New Canaan, une petite ville de l’Ohio a vu grandir ces quatre trentenaires qui sans le savoir vont se croiser un soir d’été.

Ils étaient camarades au lycée avant de prendre chacun une route vers leur destinée qu’ils osaient rêver prometteuse.

En premier lieu, Bill Ashcraft, ancien activiste humanitaire aujourd’hui toxicomane. Il transporte avec lui un mystérieux paquet qu’il est supposé livrer dans le coin.

” Au- delà de sa mission et de toutes ces conséquences, il n’avait pas été mécontent de fuir quelques jours La Nouvelle-Orléans et sa chaleur nucléaire. Il s’y sentait autant à l’étroit qu’à New Canaan. C’était l’unique leçon qu’il tirait de ses voyages : où qu’on aille, même si tout paraît neuf quand on débarque, au bout du compte c’est toujours les mêmes bars, la même bouffe, les mêmes meufs, la même politique, la même picole, les mêmes drogues, les mêmes emmerdes. “

Puis Stacey Moore homosexuelle, venue rencontrer la mère de son ex-petite amie et également son frère espérant régler ses comptes.

” Même s’il se trouvait encore à plusieurs kilomètres à l’ouest, elle perçut la présence du lycée. Sans avoir besoin de le voir, elle le sentit comme une démangeaison,. Un bloc d’architecture réglementaire dégueulasse, une pièce de Lego avec la petite touche autoritariste des années soixante. Elle était fascinée par le pouvoir du lycée américain sur l’imaginaire collectif. Depuis longtemps elle avait remarqué que les gens considèrent, leurs années de lycée comme une période fondatrice. Il suffisait de les lancer sur le sujet et d’un coup ils avaient plein d’histoires terrifiantes et merveilleuses qui étaient le terreau d’autant de romans.  »

Puis nous croiserons Dan Eaton, ce jeune vétéran qui a laissé un œil en Irak, qui s’apprête à retrouver son amour de jeunesse tout en se raccrochant désespérément à la vie.
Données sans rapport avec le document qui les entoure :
PR #3493, opened 2022-11-23
Add enclave binary to attestation measurement

### LINKED ISSUE #3486: Implement a tool to predict the AMD SEV-SNP attestation report measurement

conradgrobler:
The contents of the enclave binary is the final part that is needed to calculate the predicted attestation measurement.

Fixes #3486

Note: The result does not yet match the actual measurements we get, as the boot paramters (zero page) is not yet marked as unmeasured so the measurement depends on the memory layout of the VM. This will be addressed in a follow-up PR.

### DIFF
--- a/snp_measurement/src/elf.rs
+++ b/snp_measurement/src/elf.rs
@@ -1,0 +1,57 @@
+//
+// Copyright 2022 The Project Oak Authors
+//
+// Licensed under the Apache License, Version 2.0 (the "License");
+// you may not use this file except in compliance with the License.
+// You may obtain a copy of the License at
+//
+//     http://www.apache.org/licenses/LICENSE-2.0
+//
+// Unless required by applicable law or agreed to in writing, software
+// distributed under the License is distributed on an "AS IS" BASIS,
+// WITHOUT WARRANTIES OR CONDITIONS OF ANY KIND, either express or implied.
+// See the License for the specific language governing permissions and
+// limitations under the License.
+//
+
+use anyhow::Context;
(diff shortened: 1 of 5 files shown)


snp_measurement/src/elf.rs
```diff
@@ -0,0 +1,57 @@
...
+/// Loads an ELF file and extracts the non-zero loadable memory segments.
+pub fn load_elf_segments(elf_path: PathBuf) -> anyhow::Result<Vec<MemorySegment>> {
+    let elf_bytes = load_elf_file(elf_path)?;
+    let elf = Elf::parse(&elf_bytes).context("invalid ELF file")?;
+    // For now we assume each segment's start address will be 4KiB aligned, so we do not pad the
+    // start. This assumption is validated when the segments are measured.
+    Ok(elf
+        .program_headers
+        .iter()
+        .filter(|header| header.p_type == PT_LOAD && header.p_filesz > 0)
```
andrisaar, line 41: For `(NOLOAD)` sections where `p_filesz == 0`, do you need to do anything special for them or will they not affect the signature?

andrisaar (approved):

PR #3495, opened 2022-11-23
Update the initial VMSA state for measurements

conradgrobler:
This is to match the expected state when running with AMD SEV-SNP in production.


rbehjati (approved):
I am not entirely sure what the values are, but LGTM :)

conradgrobler:
> I am not entirely sure what the values are, but LGTM :)

Thanks. These values are just from the initial state we observe on actual runs on SEV-SNP test servers.

PR #3501, opened 2022-11-25
Stop using `lazy_static` in the restricted kernel

### LINKED ISSUE #3403: Implement a no_std-compatible equivalent to `OnceLock`

conradgrobler:
Fixes #3403

### DIFF
--- a/oak_core/src/sync.rs
+++ b/oak_core/src/sync.rs
@@ -40,6 +40,14 @@ impl<T> OnceCell<T> {
         }
     }
 
+    /// Gets an unwrapped reference to the inner value.
+    ///
+    /// Will panic if the cell has not been initialized.
+    pub fn get_unwrapped(&self) -> &T {
+        self.get().expect("cell not initialized")
+    }
+
+    /// Gets a reference to the inner value if the cell has been initialized.
     pub fn get(&self) -> Option<&T> {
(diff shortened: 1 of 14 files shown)


oak_core/src/sync.rs
```diff
@@ -40,6 +40,14 @@ impl<T> OnceCell<T> {
         }
     }
 
+    /// Gets an unwrapped reference to the inner value.
+    ///
+    /// Will panic if the cell has not been initialized.
+    pub fn get_unwrapped(&self) -> &T {
+        self.get().expect("cell not initialized")
+    }
```
tiziano88, line 48: Not sure what the value of this is, may as well unwrap / expect manually at the calling site. Or does it mirror some existing API?

tiziano88 (approved):

oak_core/src/sync.rs
conradgrobler: I just thought it would be simler to do it in one place, but I agree that calling expect at the call site makes it clearer.

PR #3506, opened 2022-11-25
Add a bunch of placeholder interrupt handlers

andrisaar:
This is related to the panic @ipetr0v got: unfortunately, when we get a double fault, there is no way to know which exception actually happened.

This PR adds a bunch of placeholder interrupt handlers that hopefully log _which_ exception occurred.

### DIFF
--- a/oak_restricted_kernel/src/interrupts.rs
+++ b/oak_restricted_kernel/src/interrupts.rs
@@ -164,13 +164,167 @@ mutable_interrupt_handler_with_error_code!(
     }
 );
 
+extern "x86-interrupt" fn divide_error_handler(stack_frame: InterruptStackFrame) {
+    error!("KERNEL PANIC: DIVIDE BY ZERO!");
+    error!(
+        "Instruction pointer: {:#016x}",
+        stack_frame.deref().instruction_pointer.as_u64()
+    );
+    shutdown::shutdown();
+}
+
+extern "x86-interrupt" fn nmi_handler(stack_frame: InterruptStackFrame) {
+    error!("KERNEL PANIC: NON-MASKABLE INTERRUPT!");
+    error!(
+        "Instruction pointer: {:#016x}",
+        stack_frame.deref().instruction_pointer.as_u64()
+    );
+    shutdown::shutdown();
+}
+
+extern "x86-interrupt" fn overflow_handler(stack_frame: InterruptStackFrame) {
+    error!("KERNEL PANIC: OVERFLOW!");
+    error!(
+        "Instruction pointer: {:#016x}",
+        stack_frame.deref().instruction_pointer.as_u64()
+    );
+    shutdown::shutdown();
+}
+
+extern "x86-interrupt" fn bound_range_handler(stack_frame: InterruptStackFrame) {
+    error!("KERNEL PANIC: BOUND RANGE EXCEEDED!");
+    error!(
+        "Instruction pointer: {:#016x}",
+        stack_frame.deref().instruction_pointer.as_u64()
+    );
+    shutdown::shutdown();
+}
+
+extern "x86-interrupt" fn invalid_opcode_handler(stack_frame: InterruptStackFrame) {
+    error!("KERNEL PANIC: INVALID OPCODE!");
+    error!(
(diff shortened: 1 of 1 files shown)


oak_restricted_kernel/src/interrupts.rs
```diff
@@ -164,13 +164,164 @@ mutable_interrupt_handler_with_error_code!(
     }
 );
 
+extern "x86-interrupt" fn divide_error_handler(stack_frame: InterruptStackFrame) {
```
ipetr0v, line 167: Are these functions being added to the interrupt handler?
Do we have a custom one?

ipetr0v: ah, see it on the bottom of the file

oak_restricted_kernel/src/interrupts.rs
```diff
@@ -164,13 +164,164 @@ mutable_interrupt_handler_with_error_code!(
...
+    error!(
+        "Instruction pointer: {:#016x}",
+        stack_frame.deref().instruction_pointer.as_u64()
+    );
+    shutdown::shutdown();
+}
+
 pub fn init_idt() {
     let mut idt = InterruptDescriptorTable::new();
+    idt.divide_error.set_handler_fn(divide_error_handler); // vector 0
```
ipetr0v, line 299: Could you please add a link where this list of interrupts was taken from?

oak_restricted_kernel/src/interrupts.rs
```diff
@@ -164,13 +164,164 @@ mutable_interrupt_handler_with_error_code!(
...
     idt.general_protection_fault
         .set_handler_fn(general_protection_fault_handler); // vector 13
     idt.page_fault.set_handler_fn(page_fault_handler); // vector 14
+                                                       // there is no vector 15
+    idt.x87_floating_point
+        .set_handler_fn(x87_floating_point_handler); // vector 16
+    idt.alignment_check.set_handler_fn(alignment_check_handler); // vector 17
+    idt.machine_check.set_handler_fn(machine_check_handler); // vector 18
+    idt.simd_floating_point.set_handler_fn(simd_fp_handler); // vector 19
+                                                             // there is no vector 20
```
ipetr0v, line 324: Is this a complete list of interrupts? Or only a subset?

ipetr0v (approved):

oak_restricted_kernel/src/interrupts.rs
andrisaar: Only a subset. The Rust `IDT` struct exposes nice wrappers for only the first 20 exceptions; some we don't care about  (vector 21, which is not exposed by the IDT struct, is about shadow stacks which we do not have enabled, for example).

Even if we get an exception outside the range of the ones we're handling, we'd still get a double fault. And that'll tell us that the fault happened somewhere really weird.

oak_restricted_kernel/src/interrupts.rs
```diff
@@ -164,13 +164,164 @@ mutable_interrupt_handler_with_error_code!(
...
+extern "x86-interrupt" fn divide_error_handler(stack_frame: InterruptStackFrame) {
+    error!("KERNEL PANIC: DIVIDE BY ZERO!");
+    error!(
+        "Instruction pointer: {:#016x}",
+        stack_frame.deref().instruction_pointer.as_u64()
+    );
+    shutdown::shutdown();
+}
+
+extern "x86-interrupt" fn nmi_handler(stack_frame: InterruptStackFrame) {
```
tiziano88, line 176: If you think this list is something that we will keep long term, it may be interesting to use a macro to reduce boilerplate.

tiziano88 (approved):

oak_restricted_kernel/src/interrupts.rs
tiziano88: (in a future PR, not here)

oak_restricted_kernel/src/interrupts.rs
andrisaar: I added a note for the AMD manual as I had that open; Intel has its own list.

conradgrobler (approved):

PR #3509, opened 2022-11-25
Create or fix buildconfig files

### LINKED ISSUE #3507: Create buildconfig file for Oak Functions enclave binary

 » L’histoire est faite de cycles et nous en sommes le produit, même si nous ne les comprenons pas sur le moment. Cycles de la politique, de l’exploitation, de l’immigration, de l’organisation, de l’accumulation, de la distribution, de la peine, du désespoir, de l’espoir. La grande erreur, se disait Dan, c’est de croire qu’on vit un moment inédit. Mais toute sa vie il avait gardé cette sensation dans la poitrine : le déjà-vu. Comme s’il connaissait déjà ce moment mille ans avant sa naissance et le connaîtrait encore mille ans après sa mort. “

Et enfin Tina Ross, qui a décidé de se venger de celui qui hante son esprit depuis trop longtemps.
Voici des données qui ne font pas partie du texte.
Issue #931, opened 2018-05-13
Courses options not in Course details view


Tille88:
**Tested on 0.1.12**

This whole section is probably semi-finished at best (taking a course I assume will look differently), but from the details view on a course I would at least be able to have the enroll/admission option that is in the list view. Having to click back to enroll if interested in a course is a bit useless :)

![screen shot 2018-05-13 at 8 37 24 pm](https://user-images.githubusercontent.com/16757941/39967876-99603a20-56ed-11e8-9192-791d1fc09c9f.png)

These is how the details view looks:

![screen shot 2018-05-13 at 8 40 39 pm](https://user-images.githubusercontent.com/16757941/39967900-f542a68e-56ed-11e8-8cde-0f2e3d6c0c3e.png)

PR #933, opened 2018-05-14
[#931] Courses options not in Course details view (#Connect 931)

MacNew:


src/app/courses/courses.service.ts
```diff
@@ -1,19 +1,29 @@
...
 import { Subject } from 'rxjs/Subject';
+import { PlanetMessageService } from '../shared/planet-message.service';
+import { UserService } from '../shared/user.service';
 
 // Service for updating and storing active course for single course views.
 @Injectable()
 export class CoursesService {
 
   course: any = { _id: '' };
+  private shelfUpdate = new Subject<any[]>();
```
lmmrssa: there is already observable for shelfupdate on user service we can just listen to that service. So it is not required to create new listener

Issue #869, opened 2018-05-07
Update shelf in table without clearing selection


paulbert:
It's not a great user experience to reset the selected items in a table after every action.

PR #939, opened 2018-05-14
[#923] Meetup clear selection on update (connects #923)

lmmrssa:


paulbert:
This would conflict with #869, and the issue has been fixed with #924

Issue #935, opened 2018-05-14
Repeating meetup days


lmmrssa:
If meetup is repeating then shouldn't days of repeat be mentioned. Such as repeat on certain days
![screen shot 2018-05-14 at 18 43 46](https://user-images.githubusercontent.com/2909490/39998896-39934334-57a7-11e8-8ab5-d839fed18085.png)

PR #943, opened 2018-05-15
[#935] Repeating meetup days (connects #935)

Rupesh87:


src/app/meetups/add-meetups/meetups-add.component.ts
```diff
@@ -120,4 +136,25 @@ export class MeetupsAddComponent implements OnInit {
...
+      }
+    } else {
+      // remove from day array if unchecked
+      const index = this.meetupFrequency.findIndex(x => x.value === day);
+      this.meetupFrequency.splice(index);
+    }
+  }
+
+  toggleDaily(val) {
+    val ? this.showDaysCheckBox = val : this.showDaysCheckBox = val;
```
paulbert: @Rupesh87 A couple of things I want to point out here:

1. Please do not use the ternary operator to run different code blocks.  It's easier to read our code if we only use it to assign a variable different values based on a condition.
2. In addition, you also have the same exact code on either side of the ternary operator.  There is no need for a conditional statement here at all.

Rupesh87: thanks @paulbert

Issue #936, opened 2018-05-14
List of languages


lmmrssa:
On profile language, we should add list of languages to select. Also purpose of language is not clear on profile.

- Preferred language of system
- Native or spoken of user
- Language for resources or course to give preference

![screen shot 2018-05-14 at 18 51 15](https://user-images.githubusercontent.com/2909490/39999215-3f34bc72-57a8-11e8-866f-64835b923f37.png)

lmmrssa:
@dogi @paulbert #971 is assumes the language in profile is preferable language of system. Are we going to use it for that purpose or do we use it as native language of user.

PR #971, opened 2018-05-16
[#936] List of Languages (connects #936)

MacNew:


lmmrssa:
Solution presented here is assumes that language will be preferred language of system. If we intend to use this field as user spoken language then we need to generate separate language list.

paulbert:
Since this is a language selected for the individual user, I'm presenting this as the user spoken language (which would be their preferred language of system, I suppose).  In any case, we don't need to complicate this since we're not sure what it will ultimately be used for.

Issue #959, opened 2018-05-16
Do not allow special characters to start username or planet name code


lmmrssa:
This issue can be linked along with #958
![screen shot 2018-05-16 at 09 40 43](https://user-images.githubusercontent.com/2909490/40095742-533312aa-58ed-11e8-800c-eac88977c5c5.png)
![screen shot 2018-05-16 at 09 41 04](https://user-images.githubusercontent.com/2909490/40095743-536efe46-58ed-11e8-9699-e3aaca34c9b1.png)

PR #979, opened 2018-05-16
[#959] Do not allow special characters to start username or planet name code (connects #959)

lucy811:


src/app/configuration/configuration.component.ts
```diff
@@ -66,7 +66,8 @@ export class ConfigurationComponent implements OnInit {
       localDomain: this.defaultLocal,
       name: [
         '',
-        Validators.required,
+        [ Validators.required,
```
lmmrssa: planet name does not have any character restriction right now except it should not start with special characters

Issue #977, opened 2018-05-16
Rating comment gets old comment


lmmrssa:
When you click rating star, comment from last form remains on form.
![screen shot 2018-05-16 at 19 04 34](https://user-images.githubusercontent.com/2909490/40119662-f34289ca-593c-11e8-94f2-2c45d0f99121.png)

paulbert:
I'm seeing this only happen on ResourcesView component, and when I click on the rating the entire view changes to another resource.

Didn't we realize that this was an issue with our mock data?

PR #983, opened 2018-05-17
[#977] Rating comment gets old comment (connects #977)

MacNew:


src/app/resources/rating-resources/resources-rating.component.ts
```diff
@@ -42,7 +42,7 @@ export class ResourcesRatingComponent implements OnChanges {
     return { rate: this.rating.userRating.rate || 0 };
   }
   get commentField() {
-    return { comment: this.rating.userRating.comment || '' };
+    return { comment: '' };
```
lmmrssa: this code is even removing old comment of user for that resource. Issue is not to have comment filled for new rating

paulbert:
This would only create another problem, so I'm going to close this.

Issue #948, opened 2018-05-15
FeedbackView: Chrome issue


paulbert:
When adding a new reply in Chrome the list jumps to the top before scrolling to the bottom.

paulbert:
https://www.useloom.com/share/dd26ca5565ae467ba85405dc0d8eb170

PR #984, opened 2018-05-17
[#948] FeedbackView: Chrome issue (connect #948)

MacNew:


lmmrssa:
The changes is creating issue. Also the changes made is reverting it back to old code
screen shot 2018-05-17 at 18 45 25

Issue #998, opened 2018-05-17
signaling of status and "parent" availability


dogi:

lmmrssa:
We need to display different status of parent and also color code
* Not configured
* Pending Acceptance
* Accepted
* Accepted but not reachable

PR #1008, opened 2018-05-18
[#998] Parent online status (connects #998)

lmmrssa:


Rupesh87:
@lmmrssa online status is showing only on login page. But in BellApps online status is shown at dashboard

Issue #989, opened 2018-05-17
Add buttons on course view.


lmmrssa:
We can probably add take test or view resource on course view itself. Also admission button needs to be added on course.
![screen shot 2018-05-17 at 19 19 29](https://user-images.githubusercontent.com/2909490/40180755-4f2e5c08-5a07-11e8-9ce4-e785bf2981ef.png)

Rupesh87:
@lmmrssa for admission/resign button there is already issue https://github.com/open-learning-exchange/planet/issues/931

PR #1009, opened 2018-05-18
[#989] Added take test and view resource buttons on course step view (connects #989)

Rupesh87:


src/app/exams/exams-view.component.ts
```diff
@@ -51,7 +53,7 @@ export class ExamsViewComponent implements OnInit, OnDestroy {
   }
 
   goBack() {
-    this.router.navigate([ '../../' ], { relativeTo: this.route });
+    this.location.back();
```
lmmrssa: this code can be reverted so exam will take back to step

Rupesh87: Ok i will revert the mention changes but if i click take test from course view then it will send back to step view

PR #1010, opened 2018-05-18
[#997] Show parent version on manager dashboard (connects #997)

lmmrssa:


lmmrssa:
@paulbert do you want to have new db just for version? or update version on configuration table on each db-init?
We will have to sync configuration between parent child planets anyway.

paulbert:
I think I've got it: we can have a document on the `configuration` database with the id `version` that holds this.  That way we just have a simple upsert from the script and we don't need to get the full configuration document, update the version in it, and then update the document on the database.

We'll need to update the configuration guard to check for > 1 docs on that DB rather than > 0.

paulbert:
I'm going to merge this so we have it added, but knowing that we may revert some of the changes if we make changes to directly access version number on package.json for the parent.

PR #2480, opened 2018-11-09
Vbguest autoupdate false

lmmrssa:


paulbert:
Tested `prod` first, which worked fine.

Error on first try with `dev`:
image

paulbert:
@lmmrssa Uncommented the npm install line in dev in this PR rather than making a new one

PR #2484, opened 2018-11-11
Disabling delete file if no file(fixes #2086)

### LINKED ISSUE #2086: delete file option is visible though there is not any file
screenshot 2018-09-13 20 28 06

> Delete file should is visible though there is not any file uploaded. After clicking on it it says resources updated successfully.
It would be possibly more accurate  either by disabling the option or notify user with no file to delete.

BhargaviNadendla:


paulbert:
Note: continuation of #2293 

@BhargaviNadendla Ideally you should just create one PR so we can see the history of the conversation while reviewing.

paulbert:
Now the "Delete File" checkbox is always disabled when loading the view, even if you are updating a resource which already has a file attached.

PR #2530, opened 2018-11-16
Fix console error on resources page (fixes #2278)

### LINKED ISSUE #2278: Parent resource error
CoursesService subscribes to ratings changes, and it looks like there is an error if the user goes to the resources page before viewing courses in `courses.service.ts`.  Doesn't seem to be breaking, but we should fix regardless.

image

paulbert:
To test: load resources or parent resources from manager dashboard before loading courses.  There should not be new errors in the console.


paulbert:
#2278

Issue #2523, opened 2018-11-15
Error when loading resources on nation


paulbert:
![image](https://user-images.githubusercontent.com/9203229/48561091-3de9de00-e8bd-11e8-90cb-1ec89697211f.png)

paulbert:
The related issue was fixed in #2531

PR #2531, opened 2018-11-16
Show parent labels when viewing parent (connects #2523)

paulbert:
To test: go to parent resources and click filter labels.  Should see labels from the parent planet.

Found the issue in testing #2523


yuviii:
@paulbert agreed with @singharpita , label should be made case insensitive in filter field.

Issue #2526, opened 2018-11-15
Submission send survey: response is not being updated


singharpita:
when a survey is send to the user, that survey can be submitted multiple number of times.
but the response is not being updated in Submission survey list.

PR #2533, opened 2018-11-19
[#2526] submission send survey update response (connects #2526)

singharpita:
when there is previous submission, its putting that answer as string so checkbox was not being able to update that answer.
and everytime as we provide the new answer to be submitted for survey hence i removed the old answer in case of survey.

@paulbert  do you have any better feedback?


lmmrssa:
@paulbert it was the case from the beginning. So if we just need to move condition to not have join in case of 'take'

 » Désormais elle ne voyait plus New Canaan que par les yeux de Cole : un bled pourri qui ne s’améliorait pas. La nostalgie protégeait le reste.[…] Comment lui expliquer la tristesse de cette ville, ses tragédies. Au moment où elle en était partie, elle avait gravée dans le cœur l’idée d’une malédiction, celle dont toute la ville parlait. […] Quel soulagement ce serait de ne plus avoir tout le temps peur et tout le temps mal . “

Quatre voix, les voix de la jeunesse américaine, une jeunesse meurtrie, désenchantée, qui s’enlise depuis les attentats du 11 septembre, subissant la récession, la montée du prolétarisme et la fin du rêve américain.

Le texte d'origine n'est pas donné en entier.